:: PROBLEM REQUIREMENTS ::
Take every line from the entries below that includes the word "HpkeReceiverKvKey" and copy it.

:: RECORDS FOR PROCESSING ::
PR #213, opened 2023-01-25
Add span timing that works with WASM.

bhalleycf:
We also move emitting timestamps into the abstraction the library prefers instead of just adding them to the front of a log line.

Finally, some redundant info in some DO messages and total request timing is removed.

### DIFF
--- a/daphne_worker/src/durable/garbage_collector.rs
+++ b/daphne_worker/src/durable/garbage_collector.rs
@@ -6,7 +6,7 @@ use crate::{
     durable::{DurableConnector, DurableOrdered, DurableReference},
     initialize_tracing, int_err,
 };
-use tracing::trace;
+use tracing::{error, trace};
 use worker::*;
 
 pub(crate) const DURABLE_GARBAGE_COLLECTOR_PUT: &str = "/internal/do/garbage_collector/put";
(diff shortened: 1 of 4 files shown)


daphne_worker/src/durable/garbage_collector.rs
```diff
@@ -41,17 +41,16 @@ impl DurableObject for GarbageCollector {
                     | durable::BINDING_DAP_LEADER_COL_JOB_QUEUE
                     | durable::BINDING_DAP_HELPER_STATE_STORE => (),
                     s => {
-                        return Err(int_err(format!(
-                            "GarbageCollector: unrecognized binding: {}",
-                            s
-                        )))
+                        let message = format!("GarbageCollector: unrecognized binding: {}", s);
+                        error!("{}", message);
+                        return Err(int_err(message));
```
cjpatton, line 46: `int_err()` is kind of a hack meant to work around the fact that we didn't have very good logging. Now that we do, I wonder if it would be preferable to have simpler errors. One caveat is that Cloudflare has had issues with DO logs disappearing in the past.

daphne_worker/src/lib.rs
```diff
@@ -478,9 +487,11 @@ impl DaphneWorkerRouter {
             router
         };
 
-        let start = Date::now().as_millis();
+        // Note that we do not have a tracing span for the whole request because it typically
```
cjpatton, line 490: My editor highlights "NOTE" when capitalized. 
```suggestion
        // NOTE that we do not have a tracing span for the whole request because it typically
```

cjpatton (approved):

--

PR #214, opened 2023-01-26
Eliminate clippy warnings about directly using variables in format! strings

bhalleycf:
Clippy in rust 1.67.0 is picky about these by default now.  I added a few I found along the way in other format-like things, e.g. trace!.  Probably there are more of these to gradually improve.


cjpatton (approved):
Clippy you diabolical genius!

* * *

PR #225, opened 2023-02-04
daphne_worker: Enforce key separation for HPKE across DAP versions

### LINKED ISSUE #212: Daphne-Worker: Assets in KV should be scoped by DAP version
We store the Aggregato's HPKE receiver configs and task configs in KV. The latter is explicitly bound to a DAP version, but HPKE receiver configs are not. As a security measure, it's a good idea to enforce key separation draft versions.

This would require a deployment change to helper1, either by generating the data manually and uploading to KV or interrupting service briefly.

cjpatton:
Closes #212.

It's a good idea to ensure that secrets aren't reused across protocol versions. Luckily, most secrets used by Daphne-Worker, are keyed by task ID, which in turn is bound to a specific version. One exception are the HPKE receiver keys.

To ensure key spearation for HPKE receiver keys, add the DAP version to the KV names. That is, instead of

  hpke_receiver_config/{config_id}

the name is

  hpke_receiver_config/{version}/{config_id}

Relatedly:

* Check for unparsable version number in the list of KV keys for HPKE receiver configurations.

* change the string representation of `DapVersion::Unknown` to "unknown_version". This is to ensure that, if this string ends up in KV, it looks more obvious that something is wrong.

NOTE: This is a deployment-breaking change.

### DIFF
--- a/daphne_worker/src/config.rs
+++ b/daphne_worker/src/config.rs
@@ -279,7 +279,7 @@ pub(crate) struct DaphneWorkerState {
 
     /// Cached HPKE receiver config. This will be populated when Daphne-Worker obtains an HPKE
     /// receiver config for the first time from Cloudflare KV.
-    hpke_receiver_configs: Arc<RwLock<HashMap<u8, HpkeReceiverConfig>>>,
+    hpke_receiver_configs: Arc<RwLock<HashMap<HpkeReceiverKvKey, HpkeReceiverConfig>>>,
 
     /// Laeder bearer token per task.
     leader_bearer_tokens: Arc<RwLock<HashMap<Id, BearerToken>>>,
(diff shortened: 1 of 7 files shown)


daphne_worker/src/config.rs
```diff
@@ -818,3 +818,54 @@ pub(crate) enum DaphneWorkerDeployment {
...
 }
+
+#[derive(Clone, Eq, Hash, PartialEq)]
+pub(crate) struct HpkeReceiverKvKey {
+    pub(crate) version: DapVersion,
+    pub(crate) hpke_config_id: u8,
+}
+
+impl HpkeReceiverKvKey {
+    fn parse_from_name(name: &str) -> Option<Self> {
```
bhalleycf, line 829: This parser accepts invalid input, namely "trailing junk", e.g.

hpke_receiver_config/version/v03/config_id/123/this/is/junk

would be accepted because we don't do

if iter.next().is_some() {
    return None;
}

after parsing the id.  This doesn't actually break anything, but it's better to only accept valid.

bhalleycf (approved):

:: EXERCISE ANSWER ::
+    hpke_receiver_configs: Arc<RwLock<HashMap<HpkeReceiverKvKey, HpkeReceiverConfig>>>,
+pub(crate) struct HpkeReceiverKvKey {
+impl HpkeReceiverKvKey {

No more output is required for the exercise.